Henry Higgins’ Ways

        My Fair Lady (1964), directed by George Cukor and based on George Bernard Shaw's 1913 Pygmalion, is, by far, one of my favorite musicals of all time for the obvious attraction between Higgins and Eliza and both of their humorous stubbornness to admit it openly. I know that their attraction is not crystal clear to everyone, but the fact that they despise each other so openly is proof that they are just waiting for the other to admit their feelings. But Higgins, now he is a difficult character to understand completely. This is a man who does not just mistreat Eliza but is also hard on everybody, even his own mother.

        Henry Higgins is played by an actor who I have seen in a few other films previous to this one, Rex Harrison. Ironically, he became the original Dr. Dolittle three years after he did "My Fair Lady." It is ironic because of the co-character is this story, Eliza Doolittle, portrayed by Audrey Hepburn. These two are at each other's throats throughout the entire film, but Higgins is especially hard to deal with since he does not seem to have any feeling for anyone but himself. I think the term to describe a person like Higgins is misanthrope: someone who dislikes and distrusts everyone whom he comes into contact with. This is evident in his behavior in the first scene in the musical when he mocks Eliza's tone and way of speaking as well as insulting her with no regard. There are even a few scenes that he shows some disrespect toward Col. Pickering, played by Wilfrid Hyde-White. During the whole teaching experience, Higgins is constantly rude and disrespectful to Eliza. And, when things are all said and done, he does not even congratulate her.

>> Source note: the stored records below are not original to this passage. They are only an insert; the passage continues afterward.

PR #187, opened 2020-03-13
Improved the legacy code generator

jkaster:
- The API 4.0 specification is now used by default for `yarn legacy`
- fixed namespace parameter specifier for the OpenAPI generator
- `x-looker-nullable` is replaced with `nullable` in the converted OpenAPI spec files
- legacy now only generates C# by default because the other active languages are supported by our code generator
- updated readme with more instructions for the legacy generator

### DIFF
--- a/src/convert.spec.ts
+++ b/src/convert.spec.ts
@@ -1,7 +1,7 @@
 /*
  * The MIT License (MIT)
  *
- * Copyright (c) 2019 Looker Data Sciences, Inc.
+ * Copyright (c) 2020 Looker Data Sciences, Inc.
  *
  * Permission is hereby granted, free of charge, to any person obtaining a copy
  * of this software and associated documentation files (the "Software"), to deal
--- a/src/convert.spec.ts
+++ b/src/convert.spec.ts
@@ -1,0 +1,75 @@
+/*
+ * The MIT License (MIT)
+ *
+ * Copyright (c) 2019 Looker Data Sciences, Inc.
+ *
+ * Permission is hereby granted, free of charge, to any person obtaining a copy
+ * of this software and associated documentation files (the "Software"), to deal
+ * in the Software without restriction, including without limitation the rights
+ * to use, copy, modify, merge, publish, distribute, sublicense, and/or sell
+ * copies of the Software, and to permit persons to whom the Software is
+ * furnished to do so, subject to the following conditions:
+ *
+ * The above copyright notice and this permission notice shall be included in
+ * all copies or substantial portions of the Software.
+ *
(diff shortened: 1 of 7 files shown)


src/convert.spec.ts
```diff
@@ -0,0 +1,75 @@
+/*
+ * The MIT License (MIT)
+ *
+ * Copyright (c) 2019 Looker Data Sciences, Inc.
```
dthorpe: Does Intellij have a new file template feature somewhere?  It's getting tedious to copy this header around in new files.  Plus, update the year for new files

src/convert.ts
```diff
@@ -41,24 +42,56 @@ const lintCheck = async (fileName: string) => {
     const linter = new Spectral()
     if (!linter) return fail('Lint', 'no response')
     const spec = parseWithPointers(readFileSync(fileName))
-    linter.run({
+    linter
+      .run({
         parsed: spec,
-        getLocationForJsonPath,
+        getLocationForJsonPath
```
dthorpe: missing trailing comma?

src/convert.ts
```diff
@@ -41,24 +42,56 @@ const lintCheck = async (fileName: string) => {
...
+ * @param {string} openApiFile name of the Open API file to process
+ * @returns {Promise<string>} name of the file written
+ */
+export const swapNullableInFile = async (openApiFile: string) => {
+  if (!isFileSync(openApiFile)) {
+    return quit(`${openApiFile} was not found`)
+  }
+  log(`replacing "x-looker-nullable" with "nullable" in ${openApiFile} ...`)
+  const contents = swapXLookerNullable(readFileSync(openApiFile))
+  await fs.writeFileSync(openApiFile, contents)
```
dthorpe: await on sync function?

src/legacy.ts
```diff
@@ -24,41 +24,61 @@
...
   return results
 }
-
-try {
-  const config = SDKConfig()
-  Object.entries(config).forEach(async ([name, props]) => runConfig(name, props))
-} catch (e) {
-  quit(e)
-}
+;(async () => {
```
dthorpe: why the wrapper?

dthorpe: Oh, to make it async.

src/convert.spec.ts
jkaster: Oh, good point on year. Nope, I'm just copy/pastaing .. and have a wishlist item to inject the license in all source files where it's missing w/ a command-line script. We need something that will work for all source file types, of course.

src/convert.ts
jkaster: yeah, just noticed that

PR #194, opened 2020-03-24
Fix the sha256 test.

rlm1023:


rlm1023:
Yeah, there's probably a more correct solution than "line the cards up just right", but in the interest of getting it working...

PR #197, opened 2020-03-31
Add setToken to kotlin's AuthToken class to handle updating tokens.

rlm1023:


kotlin/src/main/com/looker/rtl/OAuthSession.kt
```diff
@@ -127,7 +127,7 @@ class OAuthSession(override val apiSettings: ApiSettings, override val transport
                 val config = this.apiSettings.readConfig()
                 // fetch the token
                 this.requestToken(mapOf(
-                        "grant_type" to "request_token",
+                        "grant_type" to "refresh_token",
```
rlm1023: Separate bug fix.

kotlin/src/main/com/looker/rtl/AuthToken.kt
```diff
@@ -32,9 +32,9 @@ data class AuthToken(
         @JsonProperty("access_token")
         var accessToken: String = "",  // TODO: Consider making this/these vals and using new objects instead of mutating
         @JsonProperty("token_type")
-        val tokenType: String = "",
+        var tokenType: String = "",
         @JsonProperty("expires_in")
-        var expiresIn: Long = 0,
+        var expiresIn: Long = 0L,
         @JsonProperty("refresh_token")
         var refreshToken: String? = "") {
```
dthorpe: Is this default value = empty string going to interfere with the token.refresh_token != nil check below? or other places that need to know if the refresh_token is nil?

rlm1023: I too think this default value is a bit strange. But the check below is for what the AccessToken has on it, which gets optionally set _into_ this field.

This default value could cause strange behavior in OAuthSession where this value is read, but I decided against making larger changes where it seems to be working.

PR #199, opened 2020-04-03
Python sdk can use python3.8

joeldodge79:
Updated local development environment to be strict about using 3.8.2 for
now (so we all have the same experience). Don't forget to upgrade pyenv
and install (can be done from any directory):

```
brew upgrade pyenv
pyenv install 3.8.2
```

then, from within your `sdk-codegen/python/` directory do the following:
```
rm -rf `pipenv --venv`
pipenv install --dev
```


joeldodge79:
I cheated a little bit: had to test live on pypi.org (test.pypi.org just doesn't cut it because `cattrs` etc isn't there). had a small snag but now `0.1.3b10` is live (based on this PR) and working...

josephaxisa:
> I cheated a little bit: had to test live on pypi.org (test.pypi.org just doesn't cut it because `cattrs` etc isn't there). had a small snag but now `0.1.3b10` is live (based on this PR) and working...

You might be able use this next time: https://packaging.python.org/guides/using-testpypi/#using-testpypi-with-pip

joeldodge79:
ah, I should have used `--extra-index-url` so that `cattrs` et all installed. good to know, thanks!

PR #202, opened 2020-04-09
Python SDK: settings refactor

joeldodge79:
Make the python ApiSettings conform to the other sdks: instance properties/members will be the properties declared on `PTransportSettings` and `readConfig` will produce a dictionary with keys corresponding to further settings that `AuthSession` needs

I also refactored AuthSession to remove references to "admin" and
substituted "user" with "sudo" and DRY'ed out some logout code there.

### DIFF
--- a/python/looker_sdk/__init__.py
+++ b/python/looker_sdk/__init__.py
@@ -21,7 +21,6 @@
 # THE SOFTWARE.
 
 from typing import Optional
-import warnings
 
 from looker_sdk.rtl import api_settings
 from looker_sdk.rtl import requests_transport
@@ -47,21 +46,16 @@ def init31(
 ) -> methods31.Looker31SDK:
     """Default dependency configuration
     """
-    settings = api_settings.ApiSettings.configure(config_file, section)
-    if settings.api_version is not None:
-        warnings.warn(message=DeprecationWarning(API_SETTINGS_API_VERSION_DEPRECATED))
-    settings.api_version = "3.1"
-    settings.headers = {"Content-Type": "application/json"}
+    settings = api_settings.ApiSettings(config_file, section)
     if not settings.is_configured():
-        raise InitError(
-            f"Missing required configuration values like base_url and api_version."
-        )
+        raise InitError(f"Missing required configuration values.")
     transport = requests_transport.RequestsTransport.configure(settings)
     return methods31.Looker31SDK(
-        auth_session.AuthSession(settings, transport, serialize.deserialize31),
+        auth_session.AuthSession(settings, transport, serialize.deserialize31, "3.1"),
         serialize.deserialize31,
         serialize.serialize,
         transport,
+        "3.1",
     )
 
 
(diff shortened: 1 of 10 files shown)


python/looker_sdk/rtl/api_settings.py
```diff
@@ -40,105 +38,125 @@
...
+    looker_url: Optional[str]
+    redirect_uri: Optional[str]
+
+    @property
+    def client_id(self) -> Optional[str]:
         ...
 
-    def get_client_secret(self) -> Optional[str]:
+    @property
+    def client_secret(self) -> Optional[str]:
```
joeldodge79, line 50: @jkaster I wanted to have a conversation with you about what our settings interface should look like. I see that in typescript you have a `[key: string]: any` but I'm wondering if we should take the route of being more explicit in the interface enumerating all the possible settings? That way someone can implement they're own settings provider and not have to guess at what's in `[key: string]: any` (or read the code) in order to make their settings work for our different RTL components.

Let's chat about it

python/looker_sdk/rtl/api_settings.py
```diff
@@ -40,105 +38,125 @@
...
         ...
 
 
-@attr.s(auto_attribs=True, kw_only=True)
```
joeldodge79, line 62: attrs classes are supposed to be pretty simple data containers. this settings implementation is a bit more than just that so I think it's easier to reason about the code when explicitly typed out (rather than relying on attrs/cattrs)

python/looker_sdk/rtl/api_settings.py
jkaster: Yeah, let's catch up on this. The reason the Typescript definition is so loose is because the configuration values someone may retrieve via (typically) the `readConfig()` overload could be values we know nothing about. Their authentication process could be completely different than any we've provided samples for, without us knowing what values they'd need. For example, maybe they're retrieving credentials from a key store on GCP, Azure, or AWS.

joeldodge79: recap on this conversation:
1/ instance properties/members will be the properties on `PTransportSettings`
2/ `readConfig` will produce a dictionary with keys corresponding to further settings that `AuthSession` needs
3/ nice to have: `AuthSession` should validate the necessary keys are present in `readConfig` (e.g. for api3 auth verify `client_id` and `client_secret` are returned, for oauth verify `client_id`, `looker_url`, and `redirect_uri` are returned)

joeldodge79:
@jkaster and @josephaxisa this is ready for review

python/looker_sdk/__init__.py
```diff
@@ -47,21 +46,16 @@ def init31(
...
-    if settings.api_version is not None:
-        warnings.warn(message=DeprecationWarning(API_SETTINGS_API_VERSION_DEPRECATED))
-    settings.api_version = "3.1"
-    settings.headers = {"Content-Type": "application/json"}
+    settings = api_settings.ApiSettings(config_file, section)
     if not settings.is_configured():
-        raise InitError(
-            f"Missing required configuration values like base_url and api_version."
-        )
+        raise InitError(f"Missing required configuration values.")
```
josephaxisa, line 51: This can be a normal string
```suggestion
        raise InitError(Missing required configuration values.")
```

python/looker_sdk/__init__.py
```diff
@@ -70,19 +64,14 @@ def init40(
...
-    if settings.api_version is not None:
-        warnings.warn(message=DeprecationWarning(API_SETTINGS_API_VERSION_DEPRECATED))
-    settings.api_version = "4.0"
-    settings.headers = {"Content-Type": "application/json"}
+    settings = api_settings.ApiSettings(config_file, section)
     if not settings.is_configured():
-        raise InitError(
-            f"Missing required configuration values like base_url and api_version."
-        )
+        raise InitError(f"Missing required configuration values.")
```
josephaxisa, line 69: Same here
```suggestion
        raise InitError("Missing required configuration values.")
```

python/looker_sdk/rtl/api_methods.py
```diff
@@ -61,12 +61,21 @@ def __init__(
...
+            auth.settings.base_url, f"/api/{api_version}/"
+        )
         self.deserialize = deserialize
         self.serialize = serialize
         self.transport = transport
 
+    def _path(self, path: str) -> str:
+        if path[0] == "/":
+            path = path[1:]
+        return urllib.parse.urljoin(self.api_path, path)
```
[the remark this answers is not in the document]
joeldodge79: oh, interesting. once again I did this a little different: I simplified transport to blindly accept and attempt whatever path is given w/out modification. I made both ApiMethods and AuthSession craft the fully formed `f"https://{base_url}/api/{version}/{path}"` to pass into transport.

I need to spend some more time groking what you have in typescript for `ApiMethods.makeUrl` vs `BaseTransport.makeUrl`

PR #873, opened 2016-12-18
Add jsonlint-py maker

spk:
ref http://deron.meranda.us/python/demjson/
It is installed as `jsonlint-py` on Debian like to not conflict with PHP `jsonlint`


blueyed:
Merged in 4428d7c, thanks!

blueyed:
Thanks!

PR #794, opened 2016-11-20
Add writegood maker for text, markdown, pandoc

blueyed:
Closes https://github.com/neomake/neomake/pull/773.

TODO:
 - [ ] Needs an unreleased version?!
https://github.com/btford/write-good/commit/a4e52ae33cff729e78e8f502a4ce37e7f7aa9887#commitcomment-19895355
 - [ ] does not have all errors/warning on a single line (https://github.com/btford/write-good/commit/a4e52ae33cff729e78e8f502a4ce37e7f7aa9887#commitcomment-19895374).

PR #874, opened 2016-12-19
Added writegood

bitboxer:
This is adding writegood support for markdown files. Sadly we still have to wait for the next release of writegood. I will keep my eye on this. Just wanted to finish this already so that we can merge this as soon as it is released :wink:


blueyed:
Thanks, but I'd rather re-open https://github.com/neomake/neomake/pull/794 - which adds it for more filetypes etc.

bitboxer:
I can't reopen that because I have no write premission here 😉 . But I can add those filetypes here, too.

blueyed:
Re-opened (and rebased) #794.

Do you think we should merge it already?  It seems like you might be aware of `writegood` issues when using it..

        I have heard some bizarre love stories before, but this is one of the most strange that I have ever seen. Higgins can never even admit to himself how he feels about Eliza except that he had grown accustomed to seeing her around and knows that he would not be able to deal with it if she left. But he does get a little better at the end when he asked for his slippers. It is his way of showing Eliza his true feelings without changing his actions, just as he has said. I guess there are just some ways of doing things, and then there are the Henry Higgins ways.